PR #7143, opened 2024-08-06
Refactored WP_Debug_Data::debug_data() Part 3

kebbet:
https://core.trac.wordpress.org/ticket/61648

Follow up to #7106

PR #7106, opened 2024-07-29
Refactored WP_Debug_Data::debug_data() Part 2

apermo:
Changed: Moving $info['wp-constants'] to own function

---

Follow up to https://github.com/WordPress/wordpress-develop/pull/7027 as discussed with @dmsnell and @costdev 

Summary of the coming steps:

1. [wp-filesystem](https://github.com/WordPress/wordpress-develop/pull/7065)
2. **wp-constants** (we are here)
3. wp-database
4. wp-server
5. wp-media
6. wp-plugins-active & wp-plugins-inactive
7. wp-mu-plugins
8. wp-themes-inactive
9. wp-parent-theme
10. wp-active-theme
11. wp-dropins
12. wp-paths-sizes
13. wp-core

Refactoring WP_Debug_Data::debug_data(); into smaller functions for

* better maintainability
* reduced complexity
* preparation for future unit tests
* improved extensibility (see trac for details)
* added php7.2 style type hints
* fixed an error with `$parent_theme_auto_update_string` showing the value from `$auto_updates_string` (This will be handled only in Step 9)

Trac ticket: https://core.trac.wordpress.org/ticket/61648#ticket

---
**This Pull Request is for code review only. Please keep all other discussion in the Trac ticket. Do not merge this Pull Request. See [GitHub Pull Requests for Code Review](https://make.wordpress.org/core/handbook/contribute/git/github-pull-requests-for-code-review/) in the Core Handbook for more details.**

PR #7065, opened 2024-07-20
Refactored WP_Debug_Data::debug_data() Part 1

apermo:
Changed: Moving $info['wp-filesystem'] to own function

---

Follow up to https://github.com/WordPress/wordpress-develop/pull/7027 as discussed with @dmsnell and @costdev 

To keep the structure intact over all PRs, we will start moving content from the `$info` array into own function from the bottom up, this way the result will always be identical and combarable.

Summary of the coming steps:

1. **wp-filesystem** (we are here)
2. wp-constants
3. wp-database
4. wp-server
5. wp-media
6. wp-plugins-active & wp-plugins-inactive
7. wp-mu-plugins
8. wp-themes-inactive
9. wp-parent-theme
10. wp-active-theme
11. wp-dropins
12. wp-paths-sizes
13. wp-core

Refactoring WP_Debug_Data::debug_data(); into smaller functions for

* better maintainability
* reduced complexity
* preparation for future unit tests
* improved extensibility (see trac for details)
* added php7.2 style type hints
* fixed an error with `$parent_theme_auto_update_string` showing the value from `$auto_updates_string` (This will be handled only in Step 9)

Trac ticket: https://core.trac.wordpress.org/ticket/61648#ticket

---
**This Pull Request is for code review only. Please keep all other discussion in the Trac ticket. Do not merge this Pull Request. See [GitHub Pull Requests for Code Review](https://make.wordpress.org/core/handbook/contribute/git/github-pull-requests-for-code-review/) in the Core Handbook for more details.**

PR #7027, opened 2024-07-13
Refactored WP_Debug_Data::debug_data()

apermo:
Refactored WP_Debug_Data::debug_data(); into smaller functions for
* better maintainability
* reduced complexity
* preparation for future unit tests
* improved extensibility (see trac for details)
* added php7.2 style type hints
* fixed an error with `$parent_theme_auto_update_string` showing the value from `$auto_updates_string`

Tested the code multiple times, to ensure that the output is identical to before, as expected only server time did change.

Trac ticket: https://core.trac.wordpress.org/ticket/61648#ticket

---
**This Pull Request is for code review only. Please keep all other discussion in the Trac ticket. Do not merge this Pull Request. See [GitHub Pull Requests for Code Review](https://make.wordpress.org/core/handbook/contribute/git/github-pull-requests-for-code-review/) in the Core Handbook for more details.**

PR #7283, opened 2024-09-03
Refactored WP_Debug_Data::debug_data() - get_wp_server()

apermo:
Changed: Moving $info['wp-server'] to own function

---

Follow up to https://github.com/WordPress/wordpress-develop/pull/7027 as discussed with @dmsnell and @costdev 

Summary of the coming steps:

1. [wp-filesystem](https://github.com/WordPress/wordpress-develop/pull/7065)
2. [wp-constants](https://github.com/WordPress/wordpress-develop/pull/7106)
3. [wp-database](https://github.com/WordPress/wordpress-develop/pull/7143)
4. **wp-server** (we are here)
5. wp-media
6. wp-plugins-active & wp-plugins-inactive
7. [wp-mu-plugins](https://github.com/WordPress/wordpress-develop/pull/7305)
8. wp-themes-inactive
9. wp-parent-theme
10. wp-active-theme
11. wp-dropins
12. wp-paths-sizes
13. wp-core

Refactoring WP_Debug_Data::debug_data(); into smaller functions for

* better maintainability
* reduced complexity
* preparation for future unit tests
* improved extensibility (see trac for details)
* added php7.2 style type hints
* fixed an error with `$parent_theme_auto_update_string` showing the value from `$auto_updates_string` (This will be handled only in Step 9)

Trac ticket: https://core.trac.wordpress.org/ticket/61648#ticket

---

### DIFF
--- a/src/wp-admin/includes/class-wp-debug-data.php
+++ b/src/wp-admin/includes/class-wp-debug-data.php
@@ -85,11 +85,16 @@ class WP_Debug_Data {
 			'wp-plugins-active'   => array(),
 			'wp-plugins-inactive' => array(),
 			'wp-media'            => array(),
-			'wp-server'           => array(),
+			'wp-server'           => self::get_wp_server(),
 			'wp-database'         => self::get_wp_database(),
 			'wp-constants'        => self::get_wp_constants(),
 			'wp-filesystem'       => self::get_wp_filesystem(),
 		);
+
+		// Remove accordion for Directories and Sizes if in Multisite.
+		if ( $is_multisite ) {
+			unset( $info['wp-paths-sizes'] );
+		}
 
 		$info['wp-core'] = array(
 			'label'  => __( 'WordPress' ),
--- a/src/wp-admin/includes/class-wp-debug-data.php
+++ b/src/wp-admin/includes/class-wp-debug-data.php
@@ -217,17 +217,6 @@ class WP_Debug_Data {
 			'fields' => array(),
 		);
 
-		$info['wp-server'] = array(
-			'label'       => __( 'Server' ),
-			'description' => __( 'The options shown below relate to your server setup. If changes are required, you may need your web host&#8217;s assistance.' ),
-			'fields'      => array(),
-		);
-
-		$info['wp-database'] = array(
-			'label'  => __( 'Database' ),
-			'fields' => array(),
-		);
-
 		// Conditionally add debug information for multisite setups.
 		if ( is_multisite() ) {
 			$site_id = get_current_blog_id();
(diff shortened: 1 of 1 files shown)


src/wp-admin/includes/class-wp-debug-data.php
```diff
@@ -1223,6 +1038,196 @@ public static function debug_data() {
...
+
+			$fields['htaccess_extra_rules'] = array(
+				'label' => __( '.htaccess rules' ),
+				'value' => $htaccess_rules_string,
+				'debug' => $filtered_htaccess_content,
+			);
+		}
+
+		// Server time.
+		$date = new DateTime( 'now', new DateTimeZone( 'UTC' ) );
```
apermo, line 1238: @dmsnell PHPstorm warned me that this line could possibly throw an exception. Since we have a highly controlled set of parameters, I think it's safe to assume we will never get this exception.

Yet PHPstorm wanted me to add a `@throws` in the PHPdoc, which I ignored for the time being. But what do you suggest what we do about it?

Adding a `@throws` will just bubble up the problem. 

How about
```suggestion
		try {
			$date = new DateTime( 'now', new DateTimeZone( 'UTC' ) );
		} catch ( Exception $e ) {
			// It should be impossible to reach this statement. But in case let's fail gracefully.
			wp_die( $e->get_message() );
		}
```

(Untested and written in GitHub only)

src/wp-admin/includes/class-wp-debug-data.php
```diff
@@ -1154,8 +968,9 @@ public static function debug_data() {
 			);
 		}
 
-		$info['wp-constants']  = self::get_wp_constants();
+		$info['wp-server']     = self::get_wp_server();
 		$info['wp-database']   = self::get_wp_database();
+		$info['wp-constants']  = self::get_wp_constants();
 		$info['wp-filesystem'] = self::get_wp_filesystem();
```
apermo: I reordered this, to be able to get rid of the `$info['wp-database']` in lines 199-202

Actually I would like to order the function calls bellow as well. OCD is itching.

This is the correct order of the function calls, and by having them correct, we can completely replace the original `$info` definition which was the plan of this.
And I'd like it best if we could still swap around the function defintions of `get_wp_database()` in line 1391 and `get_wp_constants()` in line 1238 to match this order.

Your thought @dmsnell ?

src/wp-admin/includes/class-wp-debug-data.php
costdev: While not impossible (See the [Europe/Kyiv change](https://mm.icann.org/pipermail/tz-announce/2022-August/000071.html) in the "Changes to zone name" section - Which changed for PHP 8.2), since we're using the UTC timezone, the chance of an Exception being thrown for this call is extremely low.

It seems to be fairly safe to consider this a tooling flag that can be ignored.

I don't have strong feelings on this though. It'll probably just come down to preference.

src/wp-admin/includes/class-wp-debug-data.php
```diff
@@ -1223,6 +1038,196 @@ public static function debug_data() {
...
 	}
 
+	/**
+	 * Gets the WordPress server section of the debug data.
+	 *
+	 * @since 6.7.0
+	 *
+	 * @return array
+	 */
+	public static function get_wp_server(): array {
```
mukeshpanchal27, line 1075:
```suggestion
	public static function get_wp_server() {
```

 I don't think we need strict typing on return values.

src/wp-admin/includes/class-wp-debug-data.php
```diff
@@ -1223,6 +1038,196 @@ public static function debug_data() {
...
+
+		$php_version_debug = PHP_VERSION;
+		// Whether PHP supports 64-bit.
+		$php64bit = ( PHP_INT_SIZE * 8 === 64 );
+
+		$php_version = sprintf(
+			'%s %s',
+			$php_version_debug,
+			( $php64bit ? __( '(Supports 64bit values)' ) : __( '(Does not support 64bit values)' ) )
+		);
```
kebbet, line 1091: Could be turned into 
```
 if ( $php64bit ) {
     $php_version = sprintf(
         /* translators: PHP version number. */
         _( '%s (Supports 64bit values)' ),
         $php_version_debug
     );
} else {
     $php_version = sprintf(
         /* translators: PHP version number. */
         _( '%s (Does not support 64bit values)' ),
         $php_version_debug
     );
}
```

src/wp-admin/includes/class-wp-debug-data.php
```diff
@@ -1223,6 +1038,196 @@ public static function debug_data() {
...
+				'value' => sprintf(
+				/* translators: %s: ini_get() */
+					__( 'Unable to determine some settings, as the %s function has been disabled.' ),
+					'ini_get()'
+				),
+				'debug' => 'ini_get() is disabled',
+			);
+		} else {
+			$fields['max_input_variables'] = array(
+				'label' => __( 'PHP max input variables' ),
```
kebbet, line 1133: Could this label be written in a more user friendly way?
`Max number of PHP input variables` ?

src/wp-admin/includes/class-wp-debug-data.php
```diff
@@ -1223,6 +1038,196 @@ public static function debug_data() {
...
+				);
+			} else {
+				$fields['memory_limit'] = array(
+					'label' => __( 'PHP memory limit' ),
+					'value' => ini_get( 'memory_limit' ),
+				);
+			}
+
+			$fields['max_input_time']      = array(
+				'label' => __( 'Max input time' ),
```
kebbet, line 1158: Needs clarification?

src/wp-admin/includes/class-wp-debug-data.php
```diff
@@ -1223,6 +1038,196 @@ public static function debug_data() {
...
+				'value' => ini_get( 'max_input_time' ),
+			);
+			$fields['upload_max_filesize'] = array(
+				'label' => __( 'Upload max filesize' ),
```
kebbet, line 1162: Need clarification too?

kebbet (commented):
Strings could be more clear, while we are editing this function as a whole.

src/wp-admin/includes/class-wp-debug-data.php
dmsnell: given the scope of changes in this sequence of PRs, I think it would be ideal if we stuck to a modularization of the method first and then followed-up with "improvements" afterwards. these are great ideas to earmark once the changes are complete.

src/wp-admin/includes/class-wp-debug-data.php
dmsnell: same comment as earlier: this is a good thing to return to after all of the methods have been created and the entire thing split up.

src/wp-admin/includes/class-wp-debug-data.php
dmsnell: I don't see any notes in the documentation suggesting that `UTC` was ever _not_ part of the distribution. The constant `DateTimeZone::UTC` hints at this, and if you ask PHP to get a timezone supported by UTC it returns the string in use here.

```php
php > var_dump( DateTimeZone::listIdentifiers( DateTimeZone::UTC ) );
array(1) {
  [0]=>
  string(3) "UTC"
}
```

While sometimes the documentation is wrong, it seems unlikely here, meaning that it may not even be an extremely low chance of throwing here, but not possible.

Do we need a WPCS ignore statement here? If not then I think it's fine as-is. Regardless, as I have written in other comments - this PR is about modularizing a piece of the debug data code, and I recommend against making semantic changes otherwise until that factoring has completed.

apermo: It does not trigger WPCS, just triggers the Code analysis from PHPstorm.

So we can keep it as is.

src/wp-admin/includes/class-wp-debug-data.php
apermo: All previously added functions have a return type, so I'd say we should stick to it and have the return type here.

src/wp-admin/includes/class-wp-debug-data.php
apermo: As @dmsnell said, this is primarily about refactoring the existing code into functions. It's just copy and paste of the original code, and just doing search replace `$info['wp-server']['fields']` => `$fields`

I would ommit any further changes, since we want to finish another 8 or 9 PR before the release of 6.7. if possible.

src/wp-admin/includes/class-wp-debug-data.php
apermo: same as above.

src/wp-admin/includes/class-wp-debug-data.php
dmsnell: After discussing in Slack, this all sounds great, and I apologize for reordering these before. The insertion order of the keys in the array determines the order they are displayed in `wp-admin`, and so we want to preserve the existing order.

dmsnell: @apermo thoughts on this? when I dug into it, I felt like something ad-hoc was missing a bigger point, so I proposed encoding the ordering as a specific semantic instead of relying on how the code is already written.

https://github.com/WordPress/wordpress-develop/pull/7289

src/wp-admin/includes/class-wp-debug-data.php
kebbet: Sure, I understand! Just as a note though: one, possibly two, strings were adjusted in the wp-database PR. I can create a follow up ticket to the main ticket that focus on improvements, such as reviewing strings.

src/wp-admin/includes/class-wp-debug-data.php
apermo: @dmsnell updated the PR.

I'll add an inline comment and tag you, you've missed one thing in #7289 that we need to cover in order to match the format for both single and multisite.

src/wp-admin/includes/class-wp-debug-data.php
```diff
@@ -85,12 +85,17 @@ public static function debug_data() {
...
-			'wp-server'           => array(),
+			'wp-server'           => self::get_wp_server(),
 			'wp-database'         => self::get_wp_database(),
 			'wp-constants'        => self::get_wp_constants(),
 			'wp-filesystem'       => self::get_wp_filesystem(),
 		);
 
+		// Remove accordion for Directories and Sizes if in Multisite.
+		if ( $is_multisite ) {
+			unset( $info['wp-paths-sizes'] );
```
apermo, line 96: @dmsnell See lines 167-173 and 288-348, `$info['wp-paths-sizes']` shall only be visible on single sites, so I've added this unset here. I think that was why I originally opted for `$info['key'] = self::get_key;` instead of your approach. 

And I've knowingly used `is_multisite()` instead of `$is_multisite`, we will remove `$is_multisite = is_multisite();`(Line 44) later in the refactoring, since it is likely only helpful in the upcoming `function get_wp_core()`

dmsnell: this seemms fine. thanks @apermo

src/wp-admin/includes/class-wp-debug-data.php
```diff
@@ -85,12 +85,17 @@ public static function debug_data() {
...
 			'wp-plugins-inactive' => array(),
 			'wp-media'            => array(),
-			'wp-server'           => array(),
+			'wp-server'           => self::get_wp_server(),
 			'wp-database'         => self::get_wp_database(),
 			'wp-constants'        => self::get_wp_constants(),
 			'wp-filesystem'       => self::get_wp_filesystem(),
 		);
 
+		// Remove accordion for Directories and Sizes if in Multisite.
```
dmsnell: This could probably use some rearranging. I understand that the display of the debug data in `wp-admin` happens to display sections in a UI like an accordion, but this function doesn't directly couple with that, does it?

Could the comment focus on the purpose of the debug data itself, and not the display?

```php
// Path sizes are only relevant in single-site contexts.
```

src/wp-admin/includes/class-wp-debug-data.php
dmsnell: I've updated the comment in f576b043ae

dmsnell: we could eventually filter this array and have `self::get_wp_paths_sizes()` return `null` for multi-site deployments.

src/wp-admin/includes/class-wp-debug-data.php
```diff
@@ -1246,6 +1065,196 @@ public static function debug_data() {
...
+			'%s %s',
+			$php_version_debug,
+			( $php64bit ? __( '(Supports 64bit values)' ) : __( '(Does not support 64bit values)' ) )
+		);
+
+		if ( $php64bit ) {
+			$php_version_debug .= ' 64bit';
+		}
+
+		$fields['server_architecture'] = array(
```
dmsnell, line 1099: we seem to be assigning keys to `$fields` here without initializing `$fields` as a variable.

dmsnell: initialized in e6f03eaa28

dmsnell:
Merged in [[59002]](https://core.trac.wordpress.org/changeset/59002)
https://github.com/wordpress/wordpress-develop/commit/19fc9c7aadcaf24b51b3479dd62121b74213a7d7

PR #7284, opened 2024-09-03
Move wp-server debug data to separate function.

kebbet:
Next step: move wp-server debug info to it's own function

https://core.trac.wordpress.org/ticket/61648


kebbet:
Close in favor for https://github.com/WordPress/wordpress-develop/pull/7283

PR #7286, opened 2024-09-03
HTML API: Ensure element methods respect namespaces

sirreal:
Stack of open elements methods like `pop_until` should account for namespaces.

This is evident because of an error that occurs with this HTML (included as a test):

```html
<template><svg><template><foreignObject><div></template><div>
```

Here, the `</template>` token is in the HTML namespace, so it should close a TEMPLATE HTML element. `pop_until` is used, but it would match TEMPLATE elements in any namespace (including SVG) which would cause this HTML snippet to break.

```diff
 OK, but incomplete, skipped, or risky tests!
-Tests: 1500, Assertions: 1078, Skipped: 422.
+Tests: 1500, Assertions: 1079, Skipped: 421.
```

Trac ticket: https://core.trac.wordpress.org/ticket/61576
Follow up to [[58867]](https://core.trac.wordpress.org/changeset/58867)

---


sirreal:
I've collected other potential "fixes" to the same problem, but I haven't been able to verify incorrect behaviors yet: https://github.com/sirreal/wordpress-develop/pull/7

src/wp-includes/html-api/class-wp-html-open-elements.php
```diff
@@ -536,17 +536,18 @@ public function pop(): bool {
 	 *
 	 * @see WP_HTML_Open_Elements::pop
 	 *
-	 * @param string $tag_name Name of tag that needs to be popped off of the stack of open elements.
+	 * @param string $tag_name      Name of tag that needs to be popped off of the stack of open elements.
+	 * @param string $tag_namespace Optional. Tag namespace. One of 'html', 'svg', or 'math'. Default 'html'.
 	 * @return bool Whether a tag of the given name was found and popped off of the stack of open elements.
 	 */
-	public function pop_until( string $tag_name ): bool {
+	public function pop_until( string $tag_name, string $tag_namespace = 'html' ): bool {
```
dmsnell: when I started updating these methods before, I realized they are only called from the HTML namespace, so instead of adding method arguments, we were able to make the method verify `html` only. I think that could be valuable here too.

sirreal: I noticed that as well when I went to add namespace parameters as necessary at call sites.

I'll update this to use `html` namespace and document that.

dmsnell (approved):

..........

§ EXERCISE DIRECTIONS
A single number is the answer here: how many lines of the material contain the string "great"?

§ ANSWER TO THIS TASK
2